▶ ABOUT THIS EXERCISE
Count up every line of the data in which "Unified" occurs. The reply is one number and nothing more.

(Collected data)
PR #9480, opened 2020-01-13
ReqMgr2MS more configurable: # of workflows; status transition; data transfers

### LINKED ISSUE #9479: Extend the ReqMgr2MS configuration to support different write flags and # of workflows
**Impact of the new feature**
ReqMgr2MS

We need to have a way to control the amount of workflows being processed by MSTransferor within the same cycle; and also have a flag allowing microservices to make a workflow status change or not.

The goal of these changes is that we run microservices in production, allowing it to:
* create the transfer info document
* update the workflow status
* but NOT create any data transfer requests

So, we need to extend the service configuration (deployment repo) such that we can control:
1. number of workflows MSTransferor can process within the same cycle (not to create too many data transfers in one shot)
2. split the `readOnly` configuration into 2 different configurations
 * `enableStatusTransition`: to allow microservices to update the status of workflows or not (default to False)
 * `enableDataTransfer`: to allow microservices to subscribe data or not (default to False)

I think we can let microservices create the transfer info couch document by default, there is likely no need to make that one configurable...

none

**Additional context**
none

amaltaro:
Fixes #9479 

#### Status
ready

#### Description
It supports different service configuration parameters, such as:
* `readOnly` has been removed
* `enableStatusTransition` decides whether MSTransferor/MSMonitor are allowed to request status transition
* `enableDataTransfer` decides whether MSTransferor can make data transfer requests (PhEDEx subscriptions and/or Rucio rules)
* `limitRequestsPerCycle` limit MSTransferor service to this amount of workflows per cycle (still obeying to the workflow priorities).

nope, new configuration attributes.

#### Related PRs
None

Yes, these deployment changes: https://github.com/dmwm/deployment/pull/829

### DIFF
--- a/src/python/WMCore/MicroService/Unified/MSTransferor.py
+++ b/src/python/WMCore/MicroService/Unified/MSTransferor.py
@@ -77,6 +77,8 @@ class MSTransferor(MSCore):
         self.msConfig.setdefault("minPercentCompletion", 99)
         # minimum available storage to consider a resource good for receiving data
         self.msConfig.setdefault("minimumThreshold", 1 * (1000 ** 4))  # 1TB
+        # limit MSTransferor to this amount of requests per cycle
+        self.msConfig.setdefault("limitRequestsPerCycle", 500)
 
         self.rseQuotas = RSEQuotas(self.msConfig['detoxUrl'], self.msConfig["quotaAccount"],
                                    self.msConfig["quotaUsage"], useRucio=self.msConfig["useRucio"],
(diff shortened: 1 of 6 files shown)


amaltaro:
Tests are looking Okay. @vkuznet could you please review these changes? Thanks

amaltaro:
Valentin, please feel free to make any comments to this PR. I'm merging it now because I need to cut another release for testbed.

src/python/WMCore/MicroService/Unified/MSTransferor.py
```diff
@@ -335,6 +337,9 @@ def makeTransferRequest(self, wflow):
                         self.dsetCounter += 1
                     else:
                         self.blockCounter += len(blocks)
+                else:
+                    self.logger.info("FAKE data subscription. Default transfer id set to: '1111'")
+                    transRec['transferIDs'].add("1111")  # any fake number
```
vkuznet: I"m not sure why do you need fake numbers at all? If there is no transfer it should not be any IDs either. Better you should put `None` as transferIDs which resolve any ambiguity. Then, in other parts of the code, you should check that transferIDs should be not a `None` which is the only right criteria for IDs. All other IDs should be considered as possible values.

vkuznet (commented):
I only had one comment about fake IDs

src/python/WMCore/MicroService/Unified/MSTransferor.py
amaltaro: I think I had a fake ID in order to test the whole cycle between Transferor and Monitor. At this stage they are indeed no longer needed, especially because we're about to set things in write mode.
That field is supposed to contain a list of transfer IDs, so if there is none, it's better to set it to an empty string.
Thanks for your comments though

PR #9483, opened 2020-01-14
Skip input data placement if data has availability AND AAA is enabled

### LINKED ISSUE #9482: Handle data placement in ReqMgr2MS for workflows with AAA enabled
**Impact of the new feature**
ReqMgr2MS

▶ RESPONSE TO THE EXERCISE
4